Pure forward error bounds characterize the absolute difference between the computed result and the exact result in terms of the input data. No reference is made to a nearby exact problem.

Mixed forward-backward error bounds express the computed result as the exact result of a slightly perturbed input (backward component), where the perturbation is bounded in terms of the original input data (forward component). The perturbation appears as an additive error matrix satisfying entry-wise bounds.

Pure backward error bounds express the computed result as the exact result of a perturbed input problem, with no forward error term.

Key Results

MMC_error _(mixed)_: Shows that the floating-point matrix product \(\mathtt{fl}(AB)\) equals the exact product of slightly perturbed columns plus a small entry-wise absolute error. The column perturbation is bounded column-wise by \(g(n)\) relative to the input, and the absolute residual by \(g_1(n,n)\) per entry.
scaleM_error _(mixed)_: Shows that floating-point scalar-matrix multiplication equals exact scaling of a slightly perturbed matrix plus a small entry-wise absolute error.
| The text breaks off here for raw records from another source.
PR #792, opened 2020-03-16
Zupon grounding eval

zupon:
Added grounding eval tsv files to "resources" directory". Changed paths in apps to match.


zupon:
@kwalcock This also updates the local version of `wm_compositional_metadata.yml` to match the one in the Ontologies repo. If that's not needed/wanted, I can remove it from this PR.

kwalcock:
The app must have been run on a PC and with git not configured to take care of EOL irregularities.  This results in CRLF endings finding their way into source code or resources, which is generally a bad thing.  Usually we (I) stick to println and make sure git fixes it.  There are other options such as using print and print("\n").  The git settings for this are confusing and I don't know the right one offhand.  In GitKraken, it is a general setting called AutoCRLF.  HTH.  Do ask if not.

```
[info] - should not have any CrLf line endings in /var/jenkins_home/workspace/eidos_zupon-grounding-eval/src/main/resources/org/clulab/wm/eidos/english/grounding/gold_groundings_annotated.tsv *** FAILED ***
[info]   true was not false (TestCrLf.scala:38)
[info] - should not have any CrLf line endings in /var/jenkins_home/workspace/eidos_zupon-grounding-eval/src/main/resources/org/clulab/wm/eidos/english/grounding/groundingEvalEntities.tsv *** FAILED ***
[info]   true was not false (TestCrLf.scala:38)
```

zupon:
@kwalcock I tried changing the line endings from CRLF to LF in IntelliJ, but that didn't seem to pass the check (unless there's something different now, but I can't see the Jenkins output).

kwalcock:
Stand by.  I was in the middle of a response.  Also we need to get you access to Jenkins.

kwalcock:
One has to click on [Full Log](http://jenkins.cs.arizona.edu:8090/job/eidos/job/zupon-grounding-eval/2/consoleFull) to see the problem with Unicode characters.  The test that fails is org.clulab.wm.eidos.system.TestResources, which you can probably run locally to see the line numbers with the problematic characters.  I see in the code a `val pw = new PrintWriter(outFilename)` which AFAIK may not be correct for Unicode.  (Environment variables can come into play so that the result is different on different computers.)  For that in FileUtils there's
```scala
  def printWriterFromFile(file: File): PrintWriter = Sinker.printWriterFromFile(file, append = false)

  def printWriterFromFile(path: String): PrintWriter = Sinker.printWriterFromFile(path, append = false)
```
that should be used just in case.  However, that's probably not sufficient.  The test will likely fail for even correct Unicode characters.  It looks like they are mostly bullet kinds of symbols and if it's easy to do, you might just remove them.  If not, you can exclude the files from the test by adding to `unwantedSuffixes`, for example.  In my experience, Excel has difficulty importing and exporting Unicode characters especially to simple tsv and csv files and gets different results when they are read from a file and when they are pasted in from the clipboard, so avoiding them can be the better way to go.

kwalcock:
If you are tired of writing `+ "\t"` and related code, you might consider using the TsvWriter.  I don't see any escaping being done and maybe you're certain there are no problems, but you get it for free with TsvWriter.  Excel likes to have commas escaped even if it is tsv and not csv.  It's a recent addition, so it's easy to have missed.  You might want to check for examples of autoClose and AutoCloser if you don't like having to close things.  Now I see you are reading as well.  There's a TsvReader for that.

kwalcock:
Of all the things you probably don't want to know about...  In `GenerateGoldGroundingTSV`

```scala
  val pw = new PrintWriter(outFilename)
  pw.println(header)
```
will get you a \r\n on some platforms.  Later on there is
```scala
        propertyScore + "\n"

      pw.print(row1)
```
which will get you \n.  Because these are project files, git comes into play, and it is trying to unify line endings.  Strange things can start to happen.  That TsvWriter is supposed to deal with it.  I can fix if this is tiring.

zupon:
It sounds like you know what all the right pieces are and how to put them. If you have the time to make some of these changes, I would really appreciate it. I _could_ spend my entire day trying to fix unicode problems, but you can probably get it done much faster (and much better).

kwalcock:
Maybe I should make you a branch and send a PR.  In one file I see
```scala
  val ontologyHandler: OntologyHandler = new
      EidosSystem().components.ontologyHandler
  val ieSystem = new EidosSystem()
```
which really looks like two instances of EidosSystem being created.  This seems like it could slow down the start up time by quite a bit and increase memory requirements...
OK, I'll take the comment that just arrived as permission to send in a PR instead.  I was trying to resist the temptation.  Alas.

kwalcock:
P.S. I recall my needing to turn this into a unit test, so I'll try to include that then.

kwalcock:
In EvalGroundings.scala there is code in this pattern:
```scala
      breakable {
        for (i <- top5flat.indices) {
          if (flatGroundingGOLD.contains(top5flat(i))) {
            flatGroundingsCorrect += 1f/(top5flat.indexOf(top5flat(i))+1).toFloat
            flatCorrect = true
            matchedFlat = top5flat(i)
            break
          }
        }
      }
```
I'm pretty sure that `top5flat.indexOf(top5flat(i)) == i` and that you really mean something more like `flatGroundingGOLD.indexOf(top5flat(i))`.  Can you tell me that I haven't gone crazy here?

I may have to eat my hat, but this change brings the numbers from
```
flat grounding accuracy:	0.7135416
concept grounding accuracy:	0.5197916
process grounding accuracy:	0.45
property grounding accuracy:	0.7875
```
to
```
flat grounding accuracy:	0.8166666
concept grounding accuracy:	0.64375
process grounding accuracy:	0.45625
property grounding accuracy:	0.7875
```

kwalcock:
And I may have to eat the hat.  Do you want the i, the index into the top5 of the first item that is in the golds, or do you want the index into the golds of the first item that was matched from the top5s?  I was thinking the later until I reread the comment `// keep track of matches, adding MRR score based on position in top 5`.  I'm doing position in gold.  Either way, `top5flat.indexOf(top5flat(i))` needs to change.

MihaiSurdeanu:
I think Keith is correct, as usual :)

For MRR, we need to compute 1/(index in flatGroundingGOLD), if I understand
the code correctly. So we need flatGroundingGOLD.indexOf(top5flat(i)).

kwalcock:
There's a PR #793 pending with the fix.  It will be updated or replaced after I look at GenerateGoldGroundingTSV and rearrange some things for a unit test version.

zupon:
As for the MRR part, shouldn't it be `1/(indexOf in top5flat)` ? Most of the gold groundings only have one entry, and we are trying to check in our current groundings (top5flat) which one matches the GOLD grounding.

If we do `1/(indexOf in GOLD)`, it will (almost) always end up `1/1`, which will improve our scores, but might not be doing what we actually want. NB: I could very well be completely wrong on this.

MihaiSurdeanu:
@zupon : you're right. Please ignore my comment.

kwalcock:
OK, then false alarm.  The value should be i then.

kwalcock:
@zupon, I had to remove the local `wm_compositional_metadata.yml` file because it conflicted with the one coming from github, especially for people who run build.sbt through the assembly stage.  It should be gone when this branch gets merged with master.

zupon:
@kwalcock I changed one minor thing in `RegroundExporter` from an `override def` to just a `def` because it wasn't overriding anything (and thus failing a Jenkins check). If that sounds ok to you, we can merge this in at last!

kwalcock:
OK.  Hold your breath.  The button is being pushed.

The relative perturbation is bounded by \(\mathbf{u}\) and the absolute residual by \(\eta\).
sMMC_error _(mixed)_: Composes MMC_error and scaleM_error to give a structured decomposition of \(\mathtt{fl}(x \cdot (AB))\) with backward perturbations from both the matrix product and the scaling step, together with forward absolute errors from each.
mat_sum_error _(pure backward)_: Shows that floating-point matrix addition equals the exact sum of two slightly perturbed matrices, with each entry perturbed by a relative factor bounded by \(\mathbf{u}\). No forward error term appears.
mat_axpby_error _(mixed)_: Bounds \(\mathtt{fl}(xA + yB)\) by combining mixed errors from each scaling step with a backward error from the floating-point addition, yielding relative perturbations of the inputs and small absolute forward errors.
GEMM_error _(mixed)_: Master theorem for \(\mathtt{fl}(s_1(AB) + s_2 Y)\). Decomposes the full GEMM result into backward perturbation components and forward absolute errors from matrix multiplication, scalar scaling, and matrix addition.
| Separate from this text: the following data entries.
PR #805, opened 2020-03-31
Egoitz geolocation grammars

EgoLaparra:
Putting rule for geolocation attachment back.

Some unit tests in `TestMigrationSchema` fail. It seems that duplicate mentions with location attachments are produced but I couldn't say why.


BeckySharp:
thanks! I think it's likely the same issue as whatever is happening in #786 -- so hopefully I can kill 2 birds with one stone, assuming I can find the stone! :)

BeckySharp:
ok @kwalcock @EgoLaparra and @maxaalexeeva 
I'm having trouble debugging this because in the webapp seemingly we get them:
e.g., 

image

for failing test in `migration-az-hack-9`

is it some kinda of interaction with the tests/test utilities?

kwalcock:
Now I know why you answer email during meetings.  If you don't, you'll never catch up.  I'll get to this soon.

EgoLaparra:
I'm not sure about that example but I checked  `Departures: 375 individuals were recorded leaving Juba (52%) of which the vast majority intended to reach refugees camps in Uganda (75%)` and it failed when testing the `humanMigrationEdgeSpec` because the mention for `Juba` in `testResults` was `Concept Entity` instead of `Location`.

I think that the system creates two mentions for concepts with location attachments, one `Concept Entity` and one `Location`. When the `NodeSpec` is tested it always passes successfully but only one of the mentions is kept in `testResults`. If the mention that is kept  is `Concept Entity` the test for the migration event fails.

Does it make any sense?

BeckySharp:
oooh -- ok, that is useful, thanks!!!!!!!! I will look into this, Keith you
may be off the hook, thanks Egoitz!!!

kwalcock:
A late start will do wonders!  Continued good luck!

BeckySharp:
Yeah. this is the problem.  I have racked my wee brain trying to come up with good ways to handle this, and I was wondering if @kwalcock can alter the test framework to not check for the found Node exatly, but one which matches the desired info?  The Event is semantically identical, just not the exact same java object :(

kwalcock:
So, for this one the problem is that two moveThrough nodes look almost the same:

```
[info] migration-az-hack-9
...
[info] - should have correct migration1 node *** FAILED ***
...
[info]   4: Pagak Location(Pagak)
...
[info]   14: Pagak Location(Pagak)")
```
The move1 test passes because the first one gets found, but the migration1 event from eidos uses the second one.  The first one is labeled Concept/Entity and the second one is a Location.  They compare as false, so they can't be considered duplicates.  In general, we've just been lazy and added a filter so that the first or the last node gets picked, but the filter could be based on, for instance, the label.  Changing code to this fixes the test, but perhaps it shouldn't pass because we shouldn't be getting the near duplicate:

```scala
    val moveThrough1 = NodeSpec("Pagak", GeoLoc("Pagak"), NodeSpec.lastFilter)
```
I'll add this change in a PR and then someone can check whether it is a problem.

BeckySharp:
i mean -- semantically they are the same -- the label (at least here) is
irrelevant.  What matters is that they have the same text and the same
attachments

BeckySharp:
woohoo! 🎉

kwalcock:
OK then.  Becky gave it one reindeer.  I'll press the button.  Thanks for the good work.  It will be easier next time.

EgoLaparra:
Thank you guys! 👏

From LAProof.accuracy_proofs Require Import
preamble common dotprod_model sum_model dot_acc
float_acc_lems mv_mathcomp gemv_acc vec_op_acc.

Section MMERROR.

We work in an abstract floating-point context NAN (specifying NaN behavior) and over an abstract floating-point type t .

Context {NAN : FPCore.Nans} {t : FPStdLib.type}.
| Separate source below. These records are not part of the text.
PR #806, opened 2020-04-02
Port unicode handling from ScienceUtils

kwalcock:
This includes manipulating RawTokens to account for substitutions.

### DIFF
--- a/src/main/scala/org/clulab/wm/eidos/EidosProcessor.scala
+++ b/src/main/scala/org/clulab/wm/eidos/EidosProcessor.scala
@@ -155,7 +155,7 @@ class EidosTokenizer(tokenizer: Tokenizer, cutoff: Int) extends Tokenizer(
         else {
           val text = Normalizer.normalize(string, form)
 
-          assert(text.size >= 1)
+          assert(text.nonEmpty)
           text.map { char => (char, (start, end)) }
         }
       }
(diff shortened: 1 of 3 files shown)


kwalcock:
This is all @zupon's fault ;-)  There were some unicode characters in gold_groundings_annotated.tsv and gold_groundings.tsv that were causing complaints with unit tests that check for unicode and complain about it.  (At least one of these files came from an external source, so there's not much we could do.)  These were legitimate complaints, I think, in part because the unicode in the files was messed up so that where characters should have been the same, they differed.  The more important problem was that Eidos didn't ignore the characters and incorporated them into its analysis, resulting in an incorrect reading.  To fix it, the ScienceUtils from processors was used, in modified form.  Here are before and after versions of webapp output:

ChineseOld

ChineseNew

kwalcock:
But there's more...  One of the unit tests ran fine under Windows with IntelliJ, but gave an error with sbt.  It turns out the processor's reading of the unicode and accent files does not specify the encoding of the files even though they are known to be UTF-8.  Java just uses the operating system's default setting or what the user happened to have last configured.  For the Window's command line that happens to be "windows-1252".  The test can be passed using an environment variable to override it: `$env:_JAVA_OPTIONS="-Dfile.encoding=UTF-8"`.  This should not be necessary.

Notation g := (@common.g t).
Notation g1 := (@common.g1 t).

Matrix Multiplication Error

MMC_error establishes that the floating-point matrix product equals the exact product plus a column-wise backward perturbation and a small entry-wise absolute offset. The relative column perturbation is bounded by \(g(n)\) and the absolute residual by \(g_1(n,n)\) per entry, where \(n\) is the inner dimension.

Theorem MMC_error :
  ∀ m n p
    (A : 'M[ftype t]_(m, n))
    (B : 'M[ftype t]_(n, p))
    (Hfin : F.finitemx (F.mulmx A B)),
  ∃ (E eta : 'M[R]_(m, p)),
       map_mx FT2R (F.mulmx A B)
     = (map_mx FT2R A ×m map_mx FT2R B + E + eta)%Ri
  ∧ (∀ k : 'I_p,
        ∃ E0 : 'M[R]_(m, n),
             col k E = E0 ×m col k (map_mx FT2R B)
          ∧ (∀ i j,
                Rabs (E0 i j) ≤ g n × Rabs (map_mx FT2R A i j)))
  ∧ (∀ i j, Rabs (eta i j) ≤ g1 n n ).

Apply the induction hypothesis to the right submatrix of B.

Apply the matrix-vector mixed error lemma to the left submatrix.

Scalar-Matrix Multiplication Error

scaleM_error establishes that floating-point scalar-matrix multiplication \(\mathtt{fl}(x \cdot A)\) equals exact scaling of a slightly perturbed matrix plus a small entry-wise absolute offset. The relative perturbation is bounded entry-wise by the unit roundoff \(\mathbf{u}\) and the absolute residual by the underflow threshold \(\eta\).

Theorem scaleM_error :
  ∀ m n
    (A : 'M[ftype t]_(m, n))
    (x : ftype t)
    (Hfin : F.finitemx (F.scalemx x A)),
  ∃ (E eta : 'M[R]_(m, n)),
       map_mx FT2R (F.scalemx x A)
     = scalemx (FT2R x) (map_mx FT2R A + E) + eta
  ∧ (∀ i j,
        Rabs (E i j) ≤ @default_rel t × Rabs (map_mx FT2R A i j))
  ∧ (∀ i j,
        Rabs (eta i j) ≤ @default_abs t ).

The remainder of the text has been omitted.